Given data Start Marker

PR #199, opened 2021-01-07
Oxide v2.1

Eeems:
- Upgrade Oxide to v2.1
- Add automatic conversion of draft configuration files to oxide application registration files
- Add flag to disable draft -> oxide conversion for specific packages
- Added oxide application registration file to KOReader to resolve fbdepth issues
- Added code to automatically ask tarnish (Oxide system service) to reload application registration on install/remove of packages that contain a registration file.

### DIFF
--- a/package/koreader/KOReader.oxide
+++ b/package/koreader/KOReader.oxide
@@ -1,6 +1,6 @@
 {
   "displayName": "KOReader",
-  "description": "ebook reader",
+  "description": "An ebook reader application supporting PDF, DjVu, EPUB, FB2 and many more formats",
   "bin": "/opt/bin/koreader",
   "icon": "/opt/etc/draft/icons/koreader.png",
   "type": "foreground",
--- a/package/koreader/KOReader.oxide
+++ b/package/koreader/KOReader.oxide
@@ -4,7 +4,7 @@
   "bin": "/opt/bin/koreader",
   "icon": "/opt/etc/draft/icons/koreader.png",
   "type": "foreground",
-  "on": {
+  "events": {
     "pause": "/opt/koreader/fbdepth -d 16 -r 1",
     "stop": "/opt/koreader/fbdepth -d 16 -r 1",
     "resume": "/opt/koreader/fbdepth -d 8 -r 1"
--- a/package/koreader/package
+++ b/package/koreader/package
@@ -16,7 +16,7 @@ _srcver="v${pkgver%-*}"
 source=(
     "https://build.koreader.rocks/download/stable/$_srcver/koreader-remarkable-$_srcver.zip"
     koreader.draft
-    koreader.oxide
+    KOReader.oxide
     rm2-support.patch
 )
 sha256sums=(
@@ -40,7 +40,7 @@ package() {
     ln -s /opt/bin/fbdepth "$pkgdir"/opt/koreader/fbdepth
 
     install -D -m 644 -t "$pkgdir"/opt/etc/draft/ "$recipedir"/koreader.draft
-    install -D -m 644 -t "$pkgdir"/opt/usr/share/applications/ "$recipedir"/koreader.oxide
+    install -D -m 644 -t "$pkgdir"/opt/usr/share/applications/ "$recipedir"/KOReader.oxide
     install -D -m 644 -t "$pkgdir"/opt/etc/draft/icons/ "$srcdir"/resources/koreader.png
     install -D -m 755 -t "$pkgdir"/opt/bin/ "$recipedir"/koreader
 }
--- a/package/koreader/package
+++ b/package/koreader/package
@@ -5,7 +5,7 @@
 pkgnames=(koreader)
 pkgdesc="An ebook reader application supporting PDF, DjVu, EPUB, FB2 and many more formats"
 url=https://github.com/koreader/koreader
-pkgver=2020.12-1
+pkgver=2020.12-2
 timestamp=2020-10-10T20:13Z
 section=readers
 maintainer="raisjn <of.raisjn@gmail.com>"
--- a/package/koreader/package
+++ b/package/koreader/package
@@ -41,14 +41,9 @@ package() {
 }
 
 configure() {
-    if systemctl --quiet is-active tarnish; then
-        rot apps call reload
-    fi
+    reload-oxide-apps
 }
+
 postremove() {
-    # Check to see if tarnish is running and rot is available
-    # shellcheck disable=SC2009
-    if systemctl list-units --full -all | grep -Fq 'tarnish.service' || [[ "$(ps | grep tarnish | grep -v grep)" != "" ]]; then
-        echo "You may need to manually remove the application entry for KOReader in Oxide."
-    fi
+    reload-oxide-apps
 }
--- a/package/koreader/package
+++ b/package/koreader/package
@@ -18,13 +18,20 @@ source=(
     koreader.png
     koreader.draft
     koreader.oxide
+    rm2-support.patch
 )
 sha256sums=(
     38db8f3895472828d7c1d63fc54db426135a8dbf8425633e299a1a9abfdb69b2
     SKIP
     SKIP
     SKIP
+    SKIP
 )
+
+prepare() {
+    patch -p1 -d"$srcdir" < "$srcdir"/rm2-support.patch
+    rm "$srcdir"/rm2-support.patch
+}
 
 package() {
     install -d "$pkgdir"/opt/koreader
--- a/package/koreader/package
+++ b/package/koreader/package
@@ -13,8 +13,18 @@ license=AGPL-3.0-or-later
 depends=(fbink fbdepth)
 
 _srcver="v${pkgver%-*}"
-source=("https://build.koreader.rocks/download/stable/$_srcver/koreader-remarkable-$_srcver.zip")
-sha256sums=(38db8f3895472828d7c1d63fc54db426135a8dbf8425633e299a1a9abfdb69b2)
+source=(
+    "https://build.koreader.rocks/download/stable/$_srcver/koreader-remarkable-$_srcver.zip"
+    koreader.png
+    koreader.draft
+    koreader.oxide
+)
+sha256sums=(
+    38db8f3895472828d7c1d63fc54db426135a8dbf8425633e299a1a9abfdb69b2
+    SKIP
+    SKIP
+    SKIP
+)
 
 package() {
     install -d "$pkgdir"/opt/koreader
@@ -25,12 +35,15 @@ package() {
     ln -s /opt/bin/fbdepth "$pkgdir"/opt/koreader/fbdepth
 
     install -D -m 644 -t "$pkgdir"/opt/etc/draft/ "$recipedir"/koreader.draft
+    install -D -m 644 -t "$pkgdir"/opt/usr/share/applications/ "$recipedir"/koreder.oxide
     install -D -m 644 -t "$pkgdir"/opt/etc/draft/icons/ "$srcdir"/resources/koreader.png
     install -D -m 755 -t "$pkgdir"/opt/bin/ "$recipedir"/koreader
 }
 
 configure() {
-    echo "KOReader has an outstanding bug where it doesn't resize the screen properly when returning to Oxide. See Oxide's release notes for a workaround."
+    if systemctl --quiet is-active tarnish; then
+        rot apps call reload
+    fi
 }
 postremove() {
     # Check to see if tarnish is running and rot is available
--- a/package/koreader/package
+++ b/package/koreader/package
@@ -5,7 +5,7 @@
 pkgnames=(koreader)
 pkgdesc="An ebook reader application supporting PDF, DjVu, EPUB, FB2 and many more formats"
 url=https://github.com/koreader/koreader
-pkgver=2020.12-2
+pkgver=2020.12-3
 timestamp=2020-10-10T20:13Z
 section=readers
 maintainer="raisjn <of.raisjn@gmail.com>"
--- a/package/koreader/package
+++ b/package/koreader/package
@@ -44,11 +44,3 @@ package() {
     install -D -m 644 -t "$pkgdir"/opt/etc/draft/icons/ "$srcdir"/resources/koreader.png
     install -D -m 755 -t "$pkgdir"/opt/bin/ "$recipedir"/koreader
 }
-
-configure() {
-    reload-oxide-apps
-}
-
-postremove() {
-    reload-oxide-apps
-}
--- a/package/koreader/package
+++ b/package/koreader/package
@@ -40,7 +40,7 @@ package() {
     ln -s /opt/bin/fbdepth "$pkgdir"/opt/koreader/fbdepth
 
     install -D -m 644 -t "$pkgdir"/opt/etc/draft/ "$recipedir"/koreader.draft
-    install -D -m 644 -t "$pkgdir"/opt/usr/share/applications/ "$recipedir"/koreder.oxide
+    install -D -m 644 -t "$pkgdir"/opt/usr/share/applications/ "$recipedir"/koreader.oxide
     install -D -m 644 -t "$pkgdir"/opt/etc/draft/icons/ "$srcdir"/resources/koreader.png
     install -D -m 755 -t "$pkgdir"/opt/bin/ "$recipedir"/koreader
 }
--- a/package/koreader/package
+++ b/package/koreader/package
@@ -39,8 +39,8 @@ package() {
     ln -s /opt/bin/fbink "$pkgdir"/opt/koreader/fbink
     ln -s /opt/bin/fbdepth "$pkgdir"/opt/koreader/fbdepth
 
-    install -D -m 644 -t "$pkgdir"/opt/etc/draft/ "$recipedir"/koreader.draft
-    install -D -m 644 -t "$pkgdir"/opt/usr/share/applications/ "$recipedir"/KOReader.oxide
+    install -D -m 644 -t "$pkgdir"/opt/etc/draft/ "$srcdir"/koreader.draft
+    install -D -m 644 -t "$pkgdir"/opt/usr/share/applications/ "$srcdir"/KOReader.oxide
     install -D -m 644 -t "$pkgdir"/opt/etc/draft/icons/ "$srcdir"/resources/koreader.png
     install -D -m 755 -t "$pkgdir"/opt/bin/ "$recipedir"/koreader
 }
--- a/package/koreader/package
+++ b/package/koreader/package
@@ -15,14 +15,12 @@ depends=(fbink fbdepth)
 _srcver="v${pkgver%-*}"
 source=(
     "https://build.koreader.rocks/download/stable/$_srcver/koreader-remarkable-$_srcver.zip"
-    koreader.png
     koreader.draft
     koreader.oxide
     rm2-support.patch
 )
 sha256sums=(
     38db8f3895472828d7c1d63fc54db426135a8dbf8425633e299a1a9abfdb69b2
-    SKIP
     SKIP
     SKIP
     SKIP
--- a/package/oxide/package
+++ b/package/oxide/package
@@ -8,8 +8,8 @@ timestamp=2021-01-07T03:28Z
 maintainer="Eeems <eeems@eeems.email>"
 license=MIT
 
-source=(https://github.com/Eeems/oxide/files/5783885/oxide.zip)
-sha256sums=(2e46ea132061424a98207f99d875119914498b384bc1222a8fbd586a75595c65)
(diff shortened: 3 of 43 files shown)


scripts/install-lib
```diff
@@ -55,3 +69,21 @@ how-to-enable() {
 
     echo "$ systemctl enable --now ${1/.service/}"
 }
+
+# Reload application registrations in oxide
+#
+# Output:
+#
+# Reload status message
+reload-oxide-apps() {
```
Eeems, line 81: The one concern I have with this on every install/upgrade/remove of an application, is that if you install multiple applications, you only need to call it once, instead of once per application. So extra processing happens. Not really sure how to work around that though.

Eeems: Well now that I've tested, it's rather interesting watching them disappear one by one and then reappear all at once. Doesn't seem to be too big of a deal.

raisjn:
asi mentioned offline, I'm not a fan of creating new oxide files for every package. it will mean redundant work.

i think only make the koreader.oxide file while we figure out the path forward. even better is to just add new oxide specific options to draft format and use those

Eeems:
> asi mentioned offline, I'm not a fan of creating new oxide files for every package. it will mean redundant work.
> 
> i think only make the koreader.oxide file while we figure out the path forward. even better is to just add new oxide specific options to draft format and use those

Currently working on adding automatic generation of oxide files if it's not specified. Without these files, the experience for end users is not that great. That said, I do agree that maintaining both isn't ideal.

scripts/package-build
```diff
@@ -123,6 +123,38 @@ elif [[ $(type -t build) == "function" ]]; then
     error "A 'build()' function was defined but the 'image' variable is missing"
 fi
 
+function convert-draft-apps() {
```
Eeems: @matteodelabre Would it make more sense to move this to package-lib?

Eeems: I think I've answered this question as "Yes"

raisjn:
from a zoomed out perspective, i have some qualms with the idea of creating new .oxide format when we have an acceptable one for draft. 

my understanding is that this path was taken because:

1) reloading the apps at display time is too slow (250 - 500ms) - potentially because of the dbus connection. instead of dynamically listing apps, this approach does it at package build time and install time. 
2) the draft file config does not support features you want to add - either `chroot` or handlers for on_pause, on_stop, etc


questions:

* why bump all those package versions?
* why is this not more general? for example, a package can drop a 'post-install' script in /opt/opkg/hooks/postinstall.d/. as it stands now, this is adding coupling between oxide and toltec
* is there a guarantee that every launchable app will always have a .draft file? 
* why JSON? i know you said JSON is valid YAML but why not start with YAML or TOML? (in my mind, draft spec > TOML > YAML > JSON here)


the main benefit (so far) is that KOReader gets a few new fields for on_pause, on_resume, on_kill. i still think there's a shorter path (that doesn't involve making a launcher spec):
 
1) update draft spec to add a few new fields (so new file format is unecessary)
2) speed up app importing code and run it when the oxide UI displays

raisjn:
alternative path:

* add just one .oxide file for koreader with your custom changes
* modify opkg to call post-install hooks, where you read all draft files and the koreader.oxide files and refresh app list. 

changes from what's here:

* only one .oxide file
* no change to toltec build that are specific to oxide
* no generation from draft -> .oxide required

LinusCDE:
> why JSON? i know you said JSON is valid YAML but why not start with YAML or TOML? (in my mind, draft spec > TOML > YAML > JSON here)
@raisjn 

Had the same question a while ago. I think it started with a discussion in #toltec [about here](https://discordapp.com/channels/385916768696139794/756853330382422037/793650461134684211) (or just search up "toml" in the toltec channel) when the koreader pr got finished. I also proposed the named formats [here](https://github.com/Eeems/oxide/issues/122). Json was chosen in part because *[QSettings can handle it](https://discordapp.com/channels/385916768696139794/756853330382422037/793654797726646272)* and because users are not supposed to edit them normally anyway (we had a conversation about what format if meant to be edited by users and what not there as well).

At that time, nobody else chimed in and I think changing it now would be too much hassle for too less gain imo (though I would still love toml or yaml more, but I'm biased here as well and don't really understand the internal consequences for oxide).

---

@Eeems should I wait with my review until the above things are settled first or do it today anyway?

Eeems:
> 
> questions:
> 
> * why bump all those package versions?

To generate a version of the package with the oxide file. Otherwise they won't have one and won't automatically register with oxide on install.

> * why is this not more general? for example, a package can drop a 'post-install' script in /opt/opkg/hooks/postinstall.d/. as it stands now, this is adding coupling between oxide and toltec

This is an option, but it does require someone to write such a script. As it stands my current solution requires jq and jo to be installed.

> * is there a guarantee that every launchable app will always have a .draft file? 

That's something we can decide on the package level. We've added it to a package where there isn't one in the source repo. 

> * why JSON? i know you said JSON is valid YAML but why not start with YAML or TOML? (in my mind, draft spec > TOML > YAML > JSON here)

JSPN parsing was already available to mean with no extra work required. It also provides a transparent upgrade path to YAML, as YAML is a superset of JSON. I also don't really like the TOML format.

> 
> 
> the main benefit (so far) is that KOReader gets a few new fields for on_pause, on_resume, on_kill. i still think there's a shorter path (that doesn't involve making a launcher spec):
>  
> 1) update draft spec to add a few new fields (so new file format is unecessary)
> 2) speed up app importing code and run it when the oxide UI displays
> 

Updating the draft spec requires me to write/maintain code that parses it, as well as push out a new release with those changes. It also doesn't support the types of data I'm trying to use (arrays, maps).

> alternative path:
> 
> * add just one .oxide file for koreader with your custom changes
> * modify opkg to call post-install hooks, where you read all draft files and the koreader.oxide files and refresh app list. 

There is no such hook as importing is done by the launcher and not the system service.

> 
> changes from what's here:
> 
> * only one .oxide file
> * no change to toltec build that are specific to oxide
> * no generation from draft -> .oxide required

But it requires changes to oxide, which as the package author I'm not really enthusiastic about.

---

> > why JSON? i know you said JSON is valid YAML but why not start with YAML or TOML? (in my mind, draft spec > TOML > YAML > JSON here)
> @raisjn 
> 
> Had the same question a while ago. I think it started with a discussion in #toltec [about here](https://discordapp.com/channels/385916768696139794/756853330382422037/793650461134684211) (or just search up "toml" in the toltec channel) when the koreader pr got finished. I also proposed the named formats [here](https://github.com/Eeems/oxide/issues/122). Json was chosen in part because *[QSettings can handle it](https://discordapp.com/channels/385916768696139794/756853330382422037/793654797726646272)* and because users are not supposed to edit them normally anyway (we had a conversation about what format if meant to be edited by users and what not there as well).
> 
> At that time, nobody else chimed in and I think changing it now would be too much hassle for too less gain imo (though I would still love toml or yaml more, but I'm biased here as well and don't really understand the internal consequences for oxide).

I actually didn't even end up using QSettings as that would have added unnecessary abstraction. But I'm still using the Qt JSON parsing. 

> 
> @Eeems should I wait with my review until the above things are settled first or do it today anyway?

I'd still like to have feedback on the changes themselves.

---

https://github.com/Eeems/oxide/wiki/Developing-Applications-for-Oxide
I've documented the file spec here as it's been implemented.

raisjn:
At a high level, if the .oxide JSON format is meant to replace draft files, I'm opposed to it. It sounds like linus gave feedback on it originally and it was inline with my feedback.

Once the proposed changes (new .oxide files that every package needs to create) hit toltec, I became more aware of them and it raises a few flags. 

If you mean .oxide to be internal to oxide only, then you can do what you please. If you want to create a new launcher format, I think it should be opened for discussion and not tied to oxide 2.1 release. 

As linus mentioned, there is some "sunk cost" here - which seems to say "its too much effort to change now that it's been done". I disagree with that reasoning if you are proposing a new launcher file format.

LinusCDE:
Seems that some packages are not building properly.

Since almost all the packages are affected, I decided to simply use `make repo` for that task and it failed on calculator (the first package).

screenshot3201.

Adding `jo` only for github seems to make local builds not be in sync with gh anymore.

Eeems:
> Seems that some packages are not building properly.

@LinusCDE You'll need to install `jo` on your machine. The PR workflow installs it here: https://github.com/toltec-dev/toltec/pull/199/files#diff-15c806aa509538190832852f439e9921a23bec2da81f95ed0e4bf13c14e5b160R50

---

>
> At a high level, if the .oxide JSON format is meant to replace draft files, I'm opposed to it. It sounds like linus gave feedback on it originally and it was inline with my feedback.

I already dropped first class support of draft files in v2.0 and was requiring people to use `rot` to add applications properly. This was a continuation of that move after seeing how `rot` doesn't play nicely with package manager installs (See the struggle I had in #159). While it's good to have standards that support multiple applications, we don't have a proper standards body around application launcher formats yet, and the draft format just does not have the features that I need.

> 
> Once the proposed changes (new .oxide files that every package needs to create) hit toltec, I became more aware of them and it raises a few flags.
> 
> If you mean .oxide to be internal to oxide only, then you can do what you please. If you want to create a new launcher format, I think it should be opened for discussion and not tied to oxide 2.1 release.

I don't mean for oxide's format to be used by other applications. They can use them if they'd like to, but end goal would be to define a better standard with a proper "standards body" in place to keep everybody on the same page. Something that has proper channels for enhancing it instead of taking an existing format and just adding our own things that wont work in other launchers.

> 
> As linus mentioned, there is some "sunk cost" here - which seems to say "its too much effort to change now that it's been done". I disagree with that reasoning if you are proposing a new launcher file format.

I'm not proposing a new launcher format, I'm creating a new format for oxide only, and if other launchers want to borrow from it, or to use it that's fine. But I don't intend on keeping draft format support in oxide for much longer. Which is something I've thought I've been clear about since we first discussed the possibility of using the [XDG Desktop Entry format](https://specifications.freedesktop.org/desktop-entry-spec/desktop-entry-spec-latest.html). If I hadn't been clear enough, I apologize for that.

Let me see if I can articulate your primary issues with my format:

 1. > Not suported by other launchers.
    
    It's not meant to be supported by other launchers, they can keep using the draft format.
 2. > It uses JSON which people find hard to use/write.
    
    It's not meant for non-technical users to write. It's only meant for application developers, or package maintainers to use.
 3. > It requires toltec to be aware of the standard.
    
    Fair enough, lets look into alternatives around this. I do like the idea of installing post install hooks that all packages run. That way the repository doesn't directly need to be aware of the contents of oxide, and there is still a mechanism to convert draft files on install. This would also need a mechanism to remove the files on uninstall, and knowing which files need to be removed. It also requires something other than the code I've written in this package, as it depends upon `jq` and `jo`. That said, I could package a conversion tool into oxide that would be called. We would need to sort out how to build these hooks, and how to properly tie them into opkg.
 4. > You want there to be one format instead of multiple
    
    I agree, but the format needs to be good enough, and currently the "owner" of the format isn't very active and hasn't been doing any development on draft in the last 6 months. If/when we decide to create a single format, I think that should be owned by toltec and not by a single application. It should also provide a mechanism for installed applications to be notified of the new files so that they can consume them how they please. That way they can use their own formats if they want to, but they are in charge of the conversion.
 5. > You want there to be a smooth transition
    
    I think the current PR does provide that. Ideally having install/uninstall hooks would be even better, because it's not something that effects the entire repo with a redeploy of packages. I do think doing it that way will take longer, and I think we can target that for a couple weeks out as we sort through it.
 6. > You want the format to be easy to parse
    
    JSON is one of the most widely used/supported formats out there, which makes it very easy to parse in almost any programming language. There is already a library out there for whatever programming language you want to use, with few (if any) exceptions.

LinusCDE:
> >    Seems that some packages are not building properly.
>
>@LinusCDE You'll need to install jo on your machine. The PR workflow installs it here: https://github.com/toltec-dev/toltec/pull/199/files#diff-15c806aa509538190832852f439e9921a23bec2da81f95ed0e4bf13c14e5b160R50

Will do. Though I also created a new issue (probably more a todo for me) for documenting the needed packages on the host (#210).

Eeems:
@raisjn See https://discord.com/channels/385916768696139794/756853330382422037/797899382455795804 for discussion on having a post install hook. I think that's likely a few weeks out so not ideal for the v2.1 release. I'm thinking provide the oxide file temporarily with my current setup until we can move over to a better solution?

scripts/package-build
matteodelabre: Sure, we ideally want to keep the `package-build` script as lightweight as possible.

matteodelabre:
Thanks for your work on this @Eeems, and thanks everyone for their comments on the topic. I’ll start with a general review of this PR’s intent and I’ll get into the change-level review a bit later.

First, something I hope we can all agree on: _Toltec needs to be independent of any specific launcher_ (or, more generally, of any specific package). This is to encourage the development of several concurrent launchers.

### On the new application entry format

Now, this goal is not currently met, since we’re distributing Draft-specific configuration files. But I think that adding a new launcher-specific format drives us further away from it. Making Toltec aware of an application entry format is okay to me, as long as it’s shared by all launchers.

A short-term solution for this would be to:

* move the new format specification outside of the Oxide project (I don’t mind incorporating it into Toltec, for example, but it could also be a separate project if you think more independence is needed),
* remove all Draft application entries from Toltec and replace them with the new format,
* temporarily generate Draft config files for compatibility from the new-format entries (i.e., the reverse of what you’re currently doing in this PR).

In the long term, we could continue by:

* proposing support for the new format in Draft,
* removing the Draft compatibility layer in Toltec.

### On the hook for registering new apps

As mentioned above, and in the spirit of keeping Toltec independent from specific packages, it would be best to have a way for packages to run a script when other packages are installed/removed (in the spirit of pacman hooks). The solution proposed here does not fit with that spirit.

Since implementing a general solution could take up to a few weeks, I don’t mind merging it as a _temporary_ workaround. We should open a separate issue to track this.

Eeems:
Thanks @matteodelabre, as I've mentioned, I have no intention of having the format that oxide is using become the defacto standard for other launchers, especially since it has oxide specific things in it. I'm perfectly happy to start defining a new shared standard between all the applications that oxide can move towards supporting. Especially if that new standard has a mechanism for making changes to it that all launchers will support, or providing a mechansim for launcher specific information to be in it.

raisjn:
/opt/usr/share/applications is being used to hold oxide specific files (with .oxide extension). Can this be changed to an oxide specific directory?

Eeems:
> 
> 
> /opt/usr/share/applications is being used to hold oxide specific files (with .oxide extension). Can this be changed to an oxide specific directory?

Since /usr/share/applications is part of the xdg standard for application registration. I'd rather keep using it as it's the correct location. They have an extension of `.oxide` which is good enough to keep other applications from using them unintentionally.

raisjn (changes requested):
until we discuss further, let's keep the shared directory clear of oxide files, esp since they are short term solution

Eeems:
That would require another release of Oxide as this is not configurable. It should be fairly easy to clean them up in future releases in such a way that is low effort when we decide on a standard. Oxide doesn't have the same mandate to be backwards compatible. It will provide migration paths, but will not support old configuration formats.

raisjn:
it doesn't make sense to me to add more work by doing this PR and then undoing it instead of changing a path now. currently no one has .oxide files installed in their rM tablet. why create this format and put it in a shared directory and incur tech debt / more work? i get that no one wants to do more work and that changing this path will be extra work for you, but it's less now than doing it later.

Eeems:
> it doesn't make sense to me to add more work by doing this PR and then undoing it instead of changing a path now. currently no one has .oxide files installed in their rM tablet. why create this format and put it in a shared directory and incur tech debt / more wor

There are already users who have installed 2.1 manually, or through the packages provided in the oxide release.

scripts/package-build
Eeems: I think I'll remove this and users can just use the less ideal "Import draft apps" menu option for everything other than KOReader.

package/koreader/package
```diff
@@ -36,18 +40,7 @@ package() {
     ln -s /opt/bin/fbdepth "$pkgdir"/opt/koreader/fbdepth
 
     install -D -m 644 -t "$pkgdir"/opt/etc/draft/ "$recipedir"/koreader.draft
+    install -D -m 644 -t "$pkgdir"/opt/usr/share/applications/ "$recipedir"/KOReader.oxide
     install -D -m 644 -t "$pkgdir"/opt/etc/draft/icons/ "$srcdir"/resources/koreader.png
     install -D -m 755 -t "$pkgdir"/opt/bin/ "$recipedir"/koreader
```
matteodelabre: You should use `$srcdir` here, since you added the files to the `source` array.
```suggestion
    install -D -m 644 -t "$pkgdir"/opt/etc/draft/ "$srcdir"/koreader.draft
    install -D -m 644 -t "$pkgdir"/opt/usr/share/applications/ "$srcdir"/KOReader.oxide
    install -D -m 644 -t "$pkgdir"/opt/etc/draft/icons/ "$srcdir"/resources/koreader.png
    install -D -m 755 -t "$pkgdir"/opt/bin/ "$recipedir"/koreader
```

package/oxide/package
```diff
@@ -2,47 +2,50 @@
...
+        install -D -m 644 -t "$pkgdir"/opt/usr/share/applications "$srcdir"/opt/usr/share/applications/codes.eeems.fret.oxide
     }
 }
 
 oxide() {
     pkgdesc="Launcher application"
     url=https://github.com/Eeems/oxide/tree/master/applications/launcher
     section=launchers
-    depends=(erode fret tarnish xochitl rot)
+    depends=("erode  (= $pkgver)" "fret (= $pkgver)" "tarnish (= $pkgver)" "rot (= $pkgver)" "decay (= $pkgver)")
```
matteodelabre, line 42: What is the reasoning behind moving the `xochitl` dependency to `tarnish`?

package/oxide/package
```diff
@@ -69,25 +72,39 @@ tarnish() {
...
-        if systemctl list-units --full -all | grep -Fq 'tarnish.service'; then
-            echo "Disabling $pkgname"
-            systemctl disable --now tarnish
+        if is-active tarnish; then
+            echo "Stopping tarnish"
+            systemctl stop tarnish
+        fi
+        if is-enabled tarnish; then
+            echo "Disabling tarnish"
+            systemctl disable tarnish
```
matteodelabre, line 92: `systemctl disable --now tarnish` will stop the unit even if it was not enabled. So I’m not sure whether separating the two actions is actually needed here.

package/koreader/KOReader.oxide
```diff
@@ -0,0 +1,12 @@
+{
+  "displayName": "KOReader",
+  "description": "ebook reader",
```
matteodelabre: Would be best to sync this with the package description.
```suggestion
  "description": "An ebook reader application supporting PDF, DjVu, EPUB, FB2 and many more formats",
```

matteodelabre (changes requested):
I’m ok with adding `.oxide` files to the shared applications directory, since they are clearly identified with their extension. This is only temporary until a proper standard is agreed upon though. @Eeems committed to providing a transition path to the new standard once it’s available.

Here is my review on the actual changes.

package/koreader/KOReader.oxide
Eeems: Should this also be updated in the draft file? I copied from there.

package/oxide/package
Eeems: The oxide package doesn't actually depend on xochitl, tarnish does. Since in theory the oxide package could be provided by other packages in the future (alternative launcher screens) it's better to reflect that. Although perhaps rot should also be moved to tarnish.

package/oxide/package
Eeems: Because it might not be enabled so just doing a `is-enabled` check beforehand could miss that `is-active` is true.

package/koreader/KOReader.oxide
matteodelabre: Hah, never noticed that. I guess it’s as good a time as any to fix this. Thanks! :)

package/oxide/package
matteodelabre: Okay, thanks!

package/oxide/package
matteodelabre: I see the reasoning. This should also be applied to other packages that declare systemd services then, and maybe factored out int `install-lib`. But let’s keep this PR focused on Oxide.

matteodelabre (approved):

raisjn (approved):
flags is cool, nice addition!

what is xochitl.oxide about?

Eeems:
> 
> flags is cool, nice addition!

Thanks, I pulled it in from another PR that's been in limbo.

> 
> what is xochitl.oxide about?

Since the xochitl package provides xochitl.draft I thought it best to leave it in for now.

Given data End Marker

Activity: Filter the listing above down to the lines that contain the word "fbink".

Result of the task:
 depends=(fbink fbdepth)
     ln -s /opt/bin/fbink "$pkgdir"/opt/koreader/fbink
@@ -15,14 +15,12 @@ depends=(fbink fbdepth)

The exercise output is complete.